However, I never thought about using it for programming. I would like to
complement you on that idea. After reading your article, I completely
understand how powerful of a tool this can be.

One of the biggest reasons I haven't completely jumped on mindmaps is because
I used Evernote extensively for organization. However, it does not do as well
for this kind of application, especially where visualization is important. I
currently sort all sites, services, and articles in a tag tree in Evernote. To
integrate it with this system, I will probably add note links to the maps
under the relevant nodes.

------
robomartin
Interesting. I've had FreeMind installed on one of my systems for probably a
year and never really got around to using it.

With regards to using it to improve programming performance, I think you say
near the end of the article that this will not make someone a star overnight.
And I agree. In fact, I'll say that this will not make you a 10x programmer,
period. Not without the algorithmic foundation and experience that a 10x
programmer (whatever that is) has to have.

I am not criticizing your article at all. I think you could be onto something
here. I just want to point out that there's far more that goes into being a
good programmer than being able to navigate documentation quickly. I think you
allude to that in your article when you talk about the mind map exposing you
to peripheral entries every time you use it.
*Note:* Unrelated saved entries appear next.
PR #53, opened 2021-09-15
Omit rules from webhook configs if mcm is disabled

ryansann:
Issue: 
- https://github.com/rancher/rancher/issues/34691

When MCM is disabled we are not mounting RBAC resource validation routes in the webhook. This needs to also be reflected in the webhook configurations. As part of this I moved the rules out of the server.go file


dramich (approved):

rmweir (approved):
LGTM

PR #55, opened 2021-09-23
[2.5] add the annotation for setting the range of supported rancher version 

jiaqiluo:
`>= 2.5.10-0` since the post-delete-hook needs rancher 2.5.10 and above

### DIFF
--- a/charts/rancher-webhook/Chart.yaml
+++ b/charts/rancher-webhook/Chart.yaml
@@ -9,3 +9,4 @@ annotations:
   catalog.cattle.io/namespace: cattle-system
   catalog.cattle.io/release-name: rancher-webhook
   catalog.cattle.io/os: linux
+  catalog.cattle.io/rancher-version: '>= 2.5.10-0 <2.5.99-0'


StrongMonkey (approved):

charts/rancher-webhook/Chart.yaml
```diff
@@ -9,3 +9,4 @@ annotations:
   catalog.cattle.io/namespace: cattle-system
   catalog.cattle.io/release-name: rancher-webhook
   catalog.cattle.io/os: linux
+  catalog.cattle.io/rancher-version: '>= 2.5.10-0 <2.5.99-0'
```
thedadams, line 12: Based on our conversation on the other PR, I believe we want to remove the `-0` on `2.5.99`. That way, if we somehow get to `2.5.99`, then this will still get installed.

thedadams (changes requested):

thedadams (approved):

jiaqiluo:
@caleb Need your review on this PR because this PR will make the new chart version available on only rancher 2.5.10 and above, so a rancher v2.5.9 setup will never get new chart versions starring from this version. 

the reason for this lower boundary  
```
>= 2.5.10-0 since the newly-added post-delete-hook needs rancher 2.5.10 and above
```

jiaqiluo:
Closing this PR. 
there is no need to add the rancher-version annotation since the chart `rancher-webhook` is NOT user-facing.

PR #56, opened 2021-09-23
[2.6] add the annotation for setting the range of supported rancher version.

jiaqiluo:


charts/rancher-webhook/Chart.yaml
```diff
@@ -9,6 +9,7 @@ annotations:
   catalog.cattle.io/namespace: cattle-system
   catalog.cattle.io/release-name: rancher-webhook
   catalog.cattle.io/os: linux
+  catalog.cattle.io/rancher-version: '>2.6.0-0'
```
thedadams, line 12: Should this be `>2.6.0-alpha`?

thedadams (changes requested):

charts/rancher-webhook/Chart.yaml
jiaqiluo: '>2.6.0-0' is lower than `2.6.0-alpha`, and we decide to go with `2.6.0-0` for all charts. 
See the comparison at https://semvercompare.azurewebsites.net/?version=2.6.0-1&version=2.6.0-alpha&version=2.6.0-0&version=2.6.0-beta

thedadams (approved):

StrongMonkey (approved):

jiaqiluo:
Closing this PR. 
there is no need to add the rancher-version annotation since the chart `rancher-webhook` is NOT user-facing.

PR #59, opened 2021-11-03
Disallow disabling RKE2 feature if RKE2 clusters exist

thedadams:
Users should not be allowed to disable RKE2 feature flag if RKE2
provisioned clusters exist. When Rancher provisions an RKE2 cluster, an
annotation will be put on the RKE2 feature. If this annotation exists,
then changing the value of the RKE2 feature flag will not be allowed.

Issue:
https://github.com/rancher/rancher/issues/35179

### DIFF
--- a/pkg/resources/validation/feature/feature.go
+++ b/pkg/resources/validation/feature/feature.go
@@ -5,10 +5,16 @@ import (
 	"net/http"
 	"time"
 
+	v3 "github.com/rancher/rancher/pkg/apis/management.cattle.io/v3"
 	objectsv3 "github.com/rancher/webhook/pkg/generated/objects/management.cattle.io/v3"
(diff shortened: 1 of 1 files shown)


cmurphy (commented):
I see something called `LockedValue` on the status of features, is that something that would be appropriate to use here in place of a new annotation? https://github.com/rancher/rancher/blob/release/v2.6/pkg/api/norman/customization/feature/feature.go#L42-L44

thedadams:
@cmurphy Yes, I think it would. If this is the case, then this PR can be closed. I will test that approach and close this PR and update the Rancher PR if it works.

Thanks for your suggestion!

thedadams:
Closing because Colleen's suggestion worked and this is no longer required.

PR #68, opened 2022-01-07
Update the versions of dynamiclistener and wrangler (by extension)

genexpr:
Related to https://github.com/rancher/rancher/issues/36079.

We should make a new tag for webhook - v0.2.4-rc3. This updates the latest webhook with the latest changes of dynamiclistener. Rancher v2.6.3's webhook is not using the latest dynamiclistener, it misses a commit that fixed the behavior of automatic cert update when a cert is close to expiration (https://github.com/rancher/dynamiclistener/commit/284cc004e84101e4a5b9fa50c00e101095db83f6).

Let's update the dynamiclistener for the newest webhook to be used in Rancher 2.6.4.

Wrangler is updated in the dynamiclistener, and so webhook must update it too. That's why there is a change in `main.go` to accommodate for the slight top-level Wrangler API change.

### DIFF
--- a/go.sum
+++ b/go.sum
@@ -812,8 +812,8 @@ github.com/rancher/aks-operator v1.0.1-rc11 h1:OGxwaQ+MmqTNl/45wfS0PuI78mvo/FXfB
 github.com/rancher/aks-operator v1.0.1-rc11/go.mod h1:V43rw+oKpjQ2tlIITgejlatpNBGi61DdB+RldJyrh/8=
 github.com/rancher/client-go v1.22.3-rancher.1 h1:aNVLaIY5YGah1i9wRVXLOGRbLyekohjQAKHXeQm6Cxo=
 github.com/rancher/client-go v1.22.3-rancher.1/go.mod h1:ElDjYf8gvZsKDYexmsmnMQ0DYO8W9RwBjfQ1PI53yow=
-github.com/rancher/dynamiclistener v0.3.1-0.20211119182849-962b63526960 h1:ahE9XbsyFzWteQB5etFl9OacXzVGtm0XJe1tHoOtC+4=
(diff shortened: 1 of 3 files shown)


cbron (dismissed):
lgtm, but wait to merge for @cmurphy or Ricky as they have more knowledge on wrangler/dl.

go.sum
```diff
@@ -812,8 +812,8 @@ github.com/rancher/aks-operator v1.0.1-rc11 h1:OGxwaQ+MmqTNl/45wfS0PuI78mvo/FXfB
 github.com/rancher/aks-operator v1.0.1-rc11/go.mod h1:V43rw+oKpjQ2tlIITgejlatpNBGi61DdB+RldJyrh/8=
 github.com/rancher/client-go v1.22.3-rancher.1 h1:aNVLaIY5YGah1i9wRVXLOGRbLyekohjQAKHXeQm6Cxo=
 github.com/rancher/client-go v1.22.3-rancher.1/go.mod h1:ElDjYf8gvZsKDYexmsmnMQ0DYO8W9RwBjfQ1PI53yow=
-github.com/rancher/dynamiclistener v0.3.1-0.20211119182849-962b63526960 h1:ahE9XbsyFzWteQB5etFl9OacXzVGtm0XJe1tHoOtC+4=
```
cbron, line 815: Should squash commits actually

genexpr: I will just let GitHub do it on merge. There is a Squash and Merge option on that button.

thedadams (approved):

go.sum
cmurphy: @genexpr it would be better to do it manually, that way reviewers can review the commit itself before it gets merged

cmurphy (changes requested):

cmurphy (approved):

cbron (approved):

PR #69, opened 2022-01-13
Adding the ability to set tolerations for the webhook deployment

MbolotSuse:


charts/rancher-webhook/templates/deployment.yaml
```diff
@@ -18,6 +18,10 @@ spec:
       {{- if .Values.global.hostNetwork }}
       hostNetwork: true
       {{- end }}
+      {{- with .Values.tolerations }}
+      tolerations:
+        {{- toYaml . | nindent 8 }}
```
genexpr, line 23: Is the leading dash before `toYaml` needed?

MbolotSuse: It's not strictly necessary (chart still renders) but there's some extra whitespace that I'd rather not have. It's the difference between:

(w/o dash)
```
      tolerations:

        - effect: NoSchedule
          key: test1
          operator: Equals
          value: test1
```
and 

(with dash)
```
      tolerations:
        - effect: NoSchedule
          key: test1
          operator: Equals
          value: test1
```

MbolotSuse:
Part of rancher/rancher#34159 .

rmweir (approved):
LGTM

PR #78, opened 2022-03-29
Update CRTB/PRTB validation handlers to disallow RoleTemplateName updates

ryansann:
These changes bring the CRTB and PRTB CRs more in line with the underlying k8s RBAC types, which disallow updates to RoleRef. This also addresses a bug with Apply in Rancher, where a CRTB can't be synced because a RoleBinding is applied with a different RoleRef after the CRTB had it's RoleTemplateName updated

### DIFF
--- a/pkg/resources/validation/clusterroletemplatebinding/clusterrtb.go
+++ b/pkg/resources/validation/clusterroletemplatebinding/clusterrtb.go
@@ -1,13 +1,17 @@
 package clusterroletemplatebinding
 
 import (
+	"fmt"
+	"net/http"
 	"time"
 
 	"github.com/rancher/webhook/pkg/auth"
 	v3 "github.com/rancher/webhook/pkg/generated/controllers/management.cattle.io/v3"
 	objectsv3 "github.com/rancher/webhook/pkg/generated/objects/management.cattle.io/v3"
 	"github.com/rancher/wrangler/pkg/webhook"
+	admissionv1 "k8s.io/api/admission/v1"
 	apierrors "k8s.io/apimachinery/pkg/api/errors"
+	metav1 "k8s.io/apimachinery/pkg/apis/meta/v1"
 	"k8s.io/utils/trace"
 )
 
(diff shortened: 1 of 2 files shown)


pkg/resources/validation/clusterroletemplatebinding/clusterrtb.go
```diff
@@ -31,12 +35,28 @@ func (c *clusterRoleTemplateBindingValidator) Admit(response *webhook.Response,
 	if err != nil {
 		return err
 	}
-
-	if crtb.ClusterName != "local" {
+	if crtb.ClusterName != "local" { // the prtb custom resource only exists in the local cluster
```
MbolotSuse, line 38: Two Things here:

1. I don't think that the ClusterName in this case refers to the name where the object is in. I think this is the name of the cluster that the binding is in effect for (e.x. user y has access to role rt in cluster x -> in this case, x is the ClusterName). Do we really want to have a short circut in here? I kind of think that this should be removed.
2. Nit: this file is for crtbs, but the comment references prtbs. I recommend revising this.

pkg/resources/validation/projectroletemplatebinding/projectrtb.go
```diff
@@ -34,12 +38,28 @@ func (p *projectRoleTemplateBindingValidator) Admit(response *webhook.Response,
 	}
 
 	clusterID, projectNS := clusterFromProject(prtb.ProjectName)
-
-	if clusterID != "local" {
+	if clusterID != "local" { // the crtb custom resource only exists in the local cluster
```
MbolotSuse, line 41: Similar comment here as on the above (comment refers to crtbs but this file is for prtbs, and the cluster ID refers to the cluster that the permissions are effective for). Leaving this comment so we have a note here, but let's reserve discussion for the above comment.

MbolotSuse (changes requested):

MbolotSuse (approved):
LGTM

rmweir (approved):
LGTM

PR #80, opened 2022-04-04
Move base image to SLE BCI and run as non-privileged user

macedogm:
Move base image to SLE BCI and run as non-privileged user.

Signed-off-by: Guilherme Macedo <guilherme.macedo@suse.com>

### DIFF
--- a/Dockerfile.dapper
+++ b/Dockerfile.dapper
@@ -1,10 +1,9 @@
-FROM golang:1.17
+FROM registry.suse.com/bci/golang:1.17-11.51
 
 ARG DAPPER_HOST_ARCH
 ENV ARCH $DAPPER_HOST_ARCH
 
-RUN apt update && \
-    apt install -y bash git gcc docker.io vim less file curl wget ca-certificates
+RUN zypper -n install git docker vim less file curl wget
 RUN if [ "${ARCH}" = "amd64" ]; then \
     curl -sSfL https://raw.githubusercontent.com/golangci/golangci-lint/master/install.sh | sh -s -- -b $(go env GOPATH)/bin v1.44.0; \
     fi
@@ -15,6 +14,7 @@ ENV DAPPER_SOURCE /go/src/github.com/rancher/webhook/
 ENV DAPPER_OUTPUT ./bin ./dist
 ENV DAPPER_DOCKER_SOCKET true
 ENV DAPPER_RUN_ARGS "-v webhook-pkg:/go/pkg -v webhook-cache:/root/.cache"
+ENV GOPATH /go
 WORKDIR ${DAPPER_SOURCE}
 
 ENTRYPOINT ["./scripts/entry"]
--- a/package/Dockerfile
+++ b/package/Dockerfile
@@ -1,3 +1,14 @@
-FROM alpine
+FROM registry.suse.com/bci/bci-micro:15.3.16.3
+
+ARG user=webhook
+
+RUN echo "$user:x:1000:1000::/home/$user:/bin/bash" >> /etc/passwd && \
+    echo "$user:x:1000:" >> /etc/group && \
+    mkdir /home/$user && \
+    chown -R $user:$user /home/$user
+
 COPY bin/webhook /usr/bin/
+
+USER $user
+
 CMD ["webhook"]
--- a/.drone.yml
+++ b/.drone.yml
@@ -124,68 +124,6 @@ volumes:
 
 ---
 kind: pipeline
-name: arm
-
-platform:
-  os: linux
-  arch: arm
-
-steps:
-- name: build
-  image: rancher/dapper:v0.4.1
-  commands:
-  - dapper ci
-  volumes:
-  - name: docker
-    path: /var/run/docker.sock
-
-- name: github_binary_release
-  image: plugins/github-release
-  settings:
-    api_key:
-      from_secret: github_token
-    prerelease: true
-    checksum:
-    - sha256
-    checksum_file: CHECKSUMsum-arm.txt
-    checksum_flatten: true
-    files:
-    - "dist/artifacts/*"
-  when:
-    instance:
-    - drone-publish.rancher.io
-    ref:
-    - refs/head/master
-    - refs/tags/*
-    event:
-    - tag
-
-- name: docker-publish
-  image: plugins/docker
-  settings:
-    dockerfile: package/Dockerfile
-    password:
-      from_secret: docker_password
-    repo: "rancher/rancher-webhook"
-    tag: "${DRONE_TAG}-arm"
-    username:
-      from_secret: docker_username
-  when:
-    instance:
-    - drone-publish.rancher.io
-    ref:
-    - refs/head/master
-    - refs/tags/*
-    event:
-    - tag
-
-volumes:
-- name: docker
-  host:
-    path: /var/run/docker.sock
-
----
-kind: pipeline
 name: s390x
 
 platform:
@@ -272,7 +210,6 @@ steps:
     platforms:
       - linux/amd64
       - linux/arm64
-      - linux/arm
       - linux/s390x
     target: "rancher/rancher-webhook:${DRONE_TAG}"
     template: "rancher/rancher-webhook:${DRONE_TAG}-ARCH"
@@ -288,5 +225,4 @@ steps:
 depends_on:
 - amd64
 - arm64
-- arm
 - s390x


package/Dockerfile
```diff
@@ -1,3 +1,6 @@
-FROM alpine
+FROM registry.suse.com/suse/sle15:15.3
+RUN zypper -n update && \
```
dcermak, line 2: This shouldn't be necessary, we update the bci base image frequently.

macedogm: I added this just to be on the safe side. Twice I pulled an image and `zypper update` downloaded a few packages. Maybe it was related to that issue where the packages were not being properly refreshed? 🤷🏻‍♂️ 

Do you believe it's safe to remove it?

ryansann (approved):
LGTM

package/Dockerfile
```diff
@@ -1,3 +1,7 @@
...
+    zypper -n clean -a && \
+    rm -rf /tmp/* /var/tmp/* /usr/share/doc/packages/* /usr/share/doc/manual/* /var/log/*
```
dcermak, line 4: Since you really don't need any additional packages, why not use `bci-micro` instead? It's much smaller
```suggestion
FROM registry.suse.com/bci/bci-micro:15.3
```
Note, that `bci-micro` doesn't ship zypper, so the `RUN` part has to be dropped.

package/Dockerfile
```diff
@@ -1,3 +1,7 @@
-FROM alpine
+FROM registry.suse.com/bci/bci-base:15.3
+RUN zypper -n update && \
+    zypper -n clean -a && \
+    rm -rf /tmp/* /var/tmp/* /usr/share/doc/packages/* /usr/share/doc/manual/* /var/log/*
 COPY bin/webhook /usr/bin/
+USER 1000
```
MbolotSuse, line 6: BCI base does not appear to have a user with an ID of 1000 by default.[Dockerfile best practices](https://docs.docker.com/develop/develop-images/dockerfile_best-practices/#user), indicate that you are going to want to create the user before attempting to use it. I'm unsure of the exact impact of trying to use a user like this which doesn't have a corresponding entry in /etc/passwd, but I would prefer that we add the user first unless you have a specific reason not to.

Dockerfile.dapper
```diff
@@ -15,6 +14,7 @@ ENV DAPPER_SOURCE /go/src/github.com/rancher/webhook/
 ENV DAPPER_OUTPUT ./bin ./dist
 ENV DAPPER_DOCKER_SOCKET true
 ENV DAPPER_RUN_ARGS "-v webhook-pkg:/go/pkg -v webhook-cache:/root/.cache"
+ENV GOPATH /go
```
MbolotSuse, line 17: Would you mind explaining this line a bit? From the docs, the GOPATH should default to `$HOME/go` for the user that this is running under - why do we want to specify a custom location?

package/Dockerfile
MbolotSuse: @macedogm Any comments on the above? I think that the final image still uses bci-base (rather than micro/minimal) - would you mind elaborating on why?

package/Dockerfile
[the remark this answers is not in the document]
macedogm: Good point, let me update it.

Dockerfile.dapper
dcermak: You can omit this one, the next version of the go image will have this setting included.

macedogm: This was a tricky one to find the issue and fix it. We set `ENV DAPPER_SOURCE /go/src/github.com/rancher/webhook/` and the previous image `golang:1.17` set by default `GOPATH=/go`.

```bash
% docker run --rm -it golang:1.17 env
PATH=/go/bin:/usr/local/go/bin:/usr/local/sbin:/usr/local/bin:/usr/sbin:/usr/bin:/sbin:/bin
GOLANG_VERSION=1.17.9
GOPATH=/go
TERM=xterm
HOME=/root
```

However `bci/golang` doesn't set `GOPATH`, so the packages will end up in `$HOME/go` while the code being compiled is in `ENV DAPPER_SOURCE /go/src/github.com/rancher/webhook/`. This was breaking the build.

```bash
% docker run --rm -it registry.suse.com/bci/golang:1.17 env
GOLANG_VERSION=1.17
PATH=/go/bin:/usr/local/go/bin:/root/go/bin/:/usr/local/sbin:/usr/local/bin:/usr/sbin:/usr/bin:/sbin:/bin
TERM=xterm
HOME=/root
```

macedogm: @dcermak if I omit this now it will not build.

package/Dockerfile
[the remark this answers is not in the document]
macedogm: Fixed by creating an user and group to run the container.

Dockerfile.dapper
dcermak: @macedogm yeah, apparently the new version is not yet up

package/Dockerfile
MbolotSuse: I understand doing that in the case of the core rancher containers, but does this really provide value in the case of side functionality like the webhook? I would also expect that running as a non-root, non-wheeled user in the container would prevent you from using zypper in the first place - if you disagree let me know.

macedogm: You are right in the rationale. When running as non-root user we could move directly to [bci/bci-minimal](https://registry.suse.com/static/bci/bci-minimal/index.html) or [bci/bci-micro](https://registry.suse.com/static/bci/bci-micro/index.html), but for the moment they are still in `Tech Preview`. I would say that we could stay with `bci/bci-base` for now and then switch.

package/Dockerfile
```diff
@@ -1,3 +1,7 @@
-FROM alpine
+FROM registry.suse.com/bci/bci-base:15.3
+RUN zypper -n update && \
+    zypper -n clean -a && \
+    rm -rf /tmp/* /var/tmp/* /usr/share/doc/packages/* /usr/share/doc/manual/* /var/log/*
```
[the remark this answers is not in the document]
MbolotSuse: My only concern there would be that zypper's not the only program that uses those directories - while it may be tolerant of these changes other programs may not be. That being said, we are probably ok here for the following reasons:

1) We aren't installing anything new.

2) The only other dir in `/var/log` was `krb5` (kerberos - I don't see any reason why the webhook would need this so if this does cause an issue with kerberos functionality that's probably ok).

@macedogm would you mind adding a comment here (or somewhere adjacent) so that this is documented? I'm thinking something like "Removing potential sparse files created by zypper update to save space"

package/Dockerfile
macedogm: Another point is that `bci/bci-minimal` and `bci/bci-micro` don't have `useradd` command, so either we create the user by hand, ask BCI team to add it or stick with the `USER` command in Dockerfile. Either way we have some trade-offs to choose.

dcermak: If the busybox userland is sufficient for you, then you could also use `bci/busybox`, which ships `useradd` (the busybox implementation though so there might be :dragon:).

dcermak: > I did not realize that minimal was in tech preview - good point (though micro seems to be out of tech preview for the non-latest tags). 

All of the images, except `bci-base` should be tech-preview. Note that this really just means that the image is not officially supported by SUSE's commercial support and that's about it.

> As far as `useradd` goes - that's a really good point that we should mention regardless of what we end up doing here. @dcermak do you happen to know why these aren't included in these images? The "add a non-root user and use that" pattern is fairly common (if I am not mistaken).

We haven't included it, because no one requested it and we only put the bare minimum in. You could work around this with the minimal image though by downloading the useradd rpm in a previous stage, copying it into the minimal image, installing it via rpm, adding the user and then removing it in the same step. Or you can make a request for useradd to be included in these images.

package/Dockerfile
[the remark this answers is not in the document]
macedogm: Base image moved to bci-micro. No need to run zypper anymore and we only clean the `zypp` log directory now.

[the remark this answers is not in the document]
macedogm: The directory is in the image:

```
$ docker run --rm registry.suse.com/bci/bci-micro:15.3 ls -lhaR /var/log
/var/log:
total 12K
drwxr-xr-x  3 root root 4.0K Mar 15 11:35 .
drwxr-xr-x 10 root root 4.0K Mar 22 18:07 ..
drwxr-xr-x  2 root root 4.0K Mar 22 18:07 zypp

/var/log/zypp:
total 20K
drwxr-xr-x 2 root root 4.0K Mar 22 18:07 .
drwxr-xr-x 3 root root 4.0K Mar 15 11:35 ..
-rw-r--r-- 1 root root 9.3K Mar 22 18:07 history
```

I'll file a bug report.

MbolotSuse (changes requested):
Similar comments as in https://github.com/rancher/webhook-receiver/pull/11, reserving discussion for that PR.

macedogm:
> Similar comments as in [rancher/webhook-receiver#11](https://github.com/rancher/webhook-receiver/pull/11), reserving discussion for that PR.

Answers are in the there [rancher/webhook-receiver#11](https://github.com/rancher/webhook-receiver/pull/11) PR.

MbolotSuse (approved):
LGTM - feedback was resolved in the receiver PR, no further issues, container seems to work in basic functionality test.

PR #810, opened 2022-07-20
Add investment tax credit

jdebacker:
This PR adds an investment tax credit parameter to the model.

PR #814, opened 2022-08-16
Bug fix for investment tax credit

jdebacker:
This PR fixes a bug introduced in PR #810.  In that PR, the investment tax credit was modeled realistically (where the credit rate is applied to the amount of investment), but because the firms in OG-Core don't make investment decisions (they just rent capital each period, not choosing the amount of the capital for the next), this led to an error in how the investment tax credit showed up in the firms' FOCs.  The result was that market clearing was not satisfied.

This PR fixes the bug by modeling the investment tax credit as being applied to a proxy for the amount of investment, delta * K.  This matches investment in the SS.  While it does introduce some approximation error in the transition path, it does help to capture the incentive effects that investment tax credits present - lowering the cost of capital.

I suppose a map could be used to log and accumulate knowledge on other areas
equally important to programming. Algorithms and patterns is what comes to
mind.

There was a recent HN discussion on data representation as an important
element of writing good programs. I find this is a critical difference between
a good (and experienced) programmer and a newbie or intermediate programmer.
The experienced programmer is at a point where he/she almost intuitively
understands which representations might offer an advantage. This sort of thing
only comes with experience --writing a lot of code and learning from your
mistakes. I'd be interested in your thoughts in how you might approach
encoding such knowledge into a mind map.

I watch a lot of documentaries and presentations. Sometimes I wish I could
capture the important points in some fashion in order to develop a database of
knowledge, if you will, for future reference. In the past I've tried doing a
text file for each documentary. You could keep them all nicely sorted and
search the files for keywords. It really hasn't worked that well. I wonder if
mind maps is what I've been looking for?

Finally, I wonder if mind maps is the best way to document and manage ideas? I
can see that one might be able to find relationships and synergies by
exploring a map. This is a case where I have consistently used text files to
log ideas and related links, text, etc. I now have hundreds of these files.
It's at the point where the directories that contain them are impossible to
view and get a sense of what is there. This meaning that you can't see 300+
file names and easily understand and/or explore the concepts within them and
relating them. Do you (or anyone reading this, of course) have any experience
managing such information using mind maps?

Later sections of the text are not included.